BEGIN TASK DATA
PR #3254, opened 2026-04-17
fix(sdk): populate RunResult.tools_used and RunResult.messages

elkaix:
## Summary
- \`Nanobot.run()\` has always documented \`RunResult.tools_used\` and \`RunResult.messages\`, but both have been hard-coded to \`[]\` since the facade was introduced — SDK consumers cannot see which tools fired or what the final message list looked like.
- This wires them up through a tiny internal \`_SDKCaptureHook\` that installs alongside any user-supplied hooks, accumulates tool names across iterations, and snapshots the message list on each \`after_iteration\`.

## Changes
- \`nanobot/nanobot.py\` — add \`_SDKCaptureHook\`; \`Nanobot.run\` now composes it with \`_extra_hooks\` and returns its captured state in \`RunResult\`. The hook registry restore (\`self._loop._extra_hooks = prev\`) is preserved.
- \`tests/test_nanobot_facade.py\` — 5 new cases covering populated \`tools_used\` across iterations, final \`messages\`, empty defaults when no iterations run, user hooks firing alongside the capture hook, and restoration of previously-installed \`_extra_hooks\`.

## Backward compatibility
- \`RunResult\` dataclass fields are unchanged — consumers reading \`.tools_used\` or \`.messages\` simply start seeing real data instead of \`[]\`.
- \`AgentLoop.process_direct\` / \`AgentRunner\` signatures untouched; CLI / API / channel paths are unaffected.
- If a user passes their own \`hooks=\`, the capture hook installs first and the user hooks follow — identical firing order to before plus one extra SDK-internal hook.

## Test plan
- [x] \`uv run pytest tests/test_nanobot_facade.py\` — 16 pass (11 existing + 5 new)
- [x] \`uv run pytest tests/test_nanobot_facade.py tests/agent tests/providers tests/cli\` — 871 pass
- [x] \`uv run ruff check nanobot/nanobot.py\` — clean
- [x] End-to-end in a running container: built a minimal \`Nanobot\` with a fake \`process_direct\` that fires two iterations; confirmed \`result.tools_used == ['read_file', 'glob', 'web_fetch']\`, \`result.messages\` matches the end-of-turn list, and \`_extra_hooks\` restored to its prior value.

## Refs
- Addresses the \`RunResult.tools_used\` / \`messages\` gap noted as structural debt in \`docs/ARCHITECTURE.md\` §6.2.


chengyongru:
**Reviewed — looks good to merge.**

The `_SDKCaptureHook` approach is clean: it leverages the existing hook infrastructure without touching `AgentLoop.process_direct` or `AgentRunner` signatures, so channels/CLI/API paths are unaffected.

One minor change: moved `SDKCaptureHook` from `nanobot/nanobot.py` to `nanobot/agent/hook.py` where it belongs alongside the rest of the hook infrastructure. Also removed an unused `AgentHookContext` import caught by ruff.

Tests are solid — 6 new cases covering tool accumulation, message snapshots, zero-iteration defaults, hook composition, and hook restoration.

PR #3255, opened 2026-04-17
feat(security): enforce history.jsonl / .dream_cursor at the filesystem layer

elkaix:
## Summary
- The shell-command guard in \`agent/tools/shell.py\` is regex on raw shell text. #3240 closed the specific \`\$(echo tee)\` split-filename bypass to the \`history.jsonl\` / \`.dream_cursor\` protection, but bash expansion is undecidable in general — the next novel expansion trick leaves the #2989 protection defeated again.
- This adds a defense-in-depth layer below the shell guard: \`MemoryStore\` keeps both files at mode \`0o444\` so any raw \`tee\` / \`>\` / \`dd\` / \`sed -i\` write — no matter how the attacker smuggled the path past the regex — fails with \`EACCES\` at the kernel. Internal updates go through a tiny \`writable()\` context manager that briefly flips the mode and restores it in \`finally\`.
END TASK DATA
• _WHAT IS NEEDED_: Repeat each of the records exactly as written.

• _OUTPUT FOR THIS EXERCISE_:
PR #3254, opened 2026-04-17
fix(sdk): populate RunResult.tools_used and RunResult.messages

elkaix:
## Summary
- \`Nanobot.run()\` has always documented \`RunResult.tools_used\` and \`RunResult.messages\`, but both have been hard-coded to \`[]\` since the facade was introduced — SDK consumers cannot see which tools fired or what the final message list looked like.
- This wires them up through a tiny internal \`_SDKCaptureHook\` that installs alongside any user-supplied hooks, accumulates tool names across iterations, and snapshots the message list on each \`after_iteration\`.

## Changes
- \`nanobot/nanobot.py\` — add \`_SDKCaptureHook\`; \`Nanobot.run\` now composes it with \`_extra_hooks\` and returns its captured state in \`RunResult\`. The hook registry restore (\`self._loop._extra_hooks = prev\`) is preserved.
- \`tests/test_nanobot_facade.py\` — 5 new cases covering populated \`tools_used\` across iterations, final \`messages\`, empty defaults when no iterations run, user hooks firing alongside the capture hook, and restoration of previously-installed \`_extra_hooks\`.

## Backward compatibility
- \`RunResult\` dataclass fields are unchanged — consumers reading \`.tools_used\` or \`.messages\` simply start seeing real data instead of \`[]\`.
- \`AgentLoop.process_direct\` / \`AgentRunner\` signatures untouched; CLI / API / channel paths are unaffected.
- If a user passes their own \`hooks=\`, the capture hook installs first and the user hooks follow — identical firing order to before plus one extra SDK-internal hook.

## Test plan
- [x] \`uv run pytest tests/test_nanobot_facade.py\` — 16 pass (11 existing + 5 new)
- [x] \`uv run pytest tests/test_nanobot_facade.py tests/agent tests/providers tests/cli\` — 871 pass
- [x] \`uv run ruff check nanobot/nanobot.py\` — clean
- [x] End-to-end in a running container: built a minimal \`Nanobot\` with a fake \`process_direct\` that fires two iterations; confirmed \`result.tools_used == ['read_file', 'glob', 'web_fetch']\`, \`result.messages\` matches the end-of-turn list, and \`_extra_hooks\` restored to its prior value.

## Refs
- Addresses the \`RunResult.tools_used\` / \`messages\` gap noted as structural debt in \`docs/ARCHITECTURE.md\` §6.2.


chengyongru:
**Reviewed — looks good to merge.**

The `_SDKCaptureHook` approach is clean: it leverages the existing hook infrastructure without touching `AgentLoop.process_direct` or `AgentRunner` signatures, so channels/CLI/API paths are unaffected.

One minor change: moved `SDKCaptureHook` from `nanobot/nanobot.py` to `nanobot/agent/hook.py` where it belongs alongside the rest of the hook infrastructure. Also removed an unused `AgentHookContext` import caught by ruff.

Tests are solid — 6 new cases covering tool accumulation, message snapshots, zero-iteration defaults, hook composition, and hook restoration.

PR #3255, opened 2026-04-17
feat(security): enforce history.jsonl / .dream_cursor at the filesystem layer

elkaix:
## Summary
- The shell-command guard in \`agent/tools/shell.py\` is regex on raw shell text. #3240 closed the specific \`\$(echo tee)\` split-filename bypass to the \`history.jsonl\` / \`.dream_cursor\` protection, but bash expansion is undecidable in general — the next novel expansion trick leaves the #2989 protection defeated again.
- This adds a defense-in-depth layer below the shell guard: \`MemoryStore\` keeps both files at mode \`0o444\` so any raw \`tee\` / \`>\` / \`dd\` / \`sed -i\` write — no matter how the attacker smuggled the path past the regex — fails with \`EACCES\` at the kernel. Internal updates go through a tiny \`writable()\` context manager that briefly flips the mode and restores it in \`finally\`.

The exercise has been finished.